Collected data entries:
PR #406, opened 2024-03-20
Transaction signing by hash

popenta:
If the `version` and `options` field are set accordingly, the transaction will be signed by hash.

### DIFF
--- a/src/constants.ts
+++ b/src/constants.ts
@@ -16,4 +16,5 @@ export const DEFAULT_HRP = "erd";
 export const ESDT_CONTRACT_ADDRESS = "erd1qqqqqqqqqqqqqqqpqqqqqqqqqqqqqqqqqqqqqqqqqqqqqqqzllls8a5w6u";
 export const DEFAULT_MESSAGE_VERSION = 1;
 export const MESSAGE_PREFIX = "\x17Elrond Signed Message:\n";
-export const DEFAULT_HEX_HASH_LENGTH = 64;
+export const HEX_TRANSACTION_HASH_LENGTH = 64;
+export const BECH32_ADDRESS_LENGTH = 62;
--- a/src/transaction.spec.ts
+++ b/src/transaction.spec.ts
@@ -614,4 +614,43 @@ describe("test transaction", async () => {
         transaction.applyGuardianSignature(transaction.getSignature());
         assert.isTrue(transaction.isGuardedTransaction());
     });
+
+    it("test sign using hash", async () => {
+        let transaction = new Transaction({
+            nonce: 89n,
+            value: 0n,
+            sender: wallets.alice.address.toBech32(),
+            receiver: wallets.bob.address.toBech32(),
+            gasLimit: 50000n,
+            chainID: "integration tests chain ID",
+            version: 2,
+            options: 1,
+        });
+
+        transaction.signature = await wallets.alice.signer.sign(
+            Buffer.from(transactionComputer.computeBytesForSigning(transaction)),
+        );
+
+        assert.equal(
+            "f0c81f2393b1ec5972c813f817bae8daa00ade91c6f75ea604ab6a4d2797aca4378d783023ff98f1a02717fe4f24240cdfba0b674ee9abb18042203d713bc70a",
+            Buffer.from(transaction.signature).toString("hex"),
+        );
+    });
+
+    it("should apply guardian", async () => {
+        let transaction = new Transaction({
+            nonce: 89n,
+            value: 0n,
+            sender: wallets.alice.address.toBech32(),
+            receiver: wallets.bob.address.toBech32(),
+            gasLimit: 50000n,
+            chainID: "localnet",
+        });
+
+        transactionComputer.applyGuardian(transaction, wallets.carol.address.toBech32());
+
+        assert.equal(transaction.version, 2);
+        assert.equal(transaction.options, 2);
+        assert.equal(transaction.guardian, wallets.carol.address.toBech32());
+    });
 });
--- a/src/transaction.spec.ts
+++ b/src/transaction.spec.ts
@@ -622,6 +622,7 @@ describe("test transaction", async () => {
             sender: wallets.alice.address.toBech32(),
             receiver: wallets.bob.address.toBech32(),
             gasLimit: 50000n,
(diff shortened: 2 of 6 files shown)


src/transaction.spec.ts
```diff
@@ -614,4 +614,43 @@ describe("test transaction", async () => {
...
+            version: 2,
+            options: 1,
+        });
+
+        transaction.signature = await wallets.alice.signer.sign(
+            Buffer.from(transactionComputer.computeBytesForSigning(transaction)),
+        );
+
+        assert.equal(
+            "f0c81f2393b1ec5972c813f817bae8daa00ade91c6f75ea604ab6a4d2797aca4378d783023ff98f1a02717fe4f24240cdfba0b674ee9abb18042203d713bc70a",
```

## Problem
Show every line in the records above that contains the word "async".

## Result for this task
@@ -614,4 +614,43 @@ describe("test transaction", async () => {
+    it("test sign using hash", async () => {
+    it("should apply guardian", async () => {
@@ -622,6 +622,7 @@ describe("test transaction", async () => {
@@ -614,4 +614,43 @@ describe("test transaction", async () => {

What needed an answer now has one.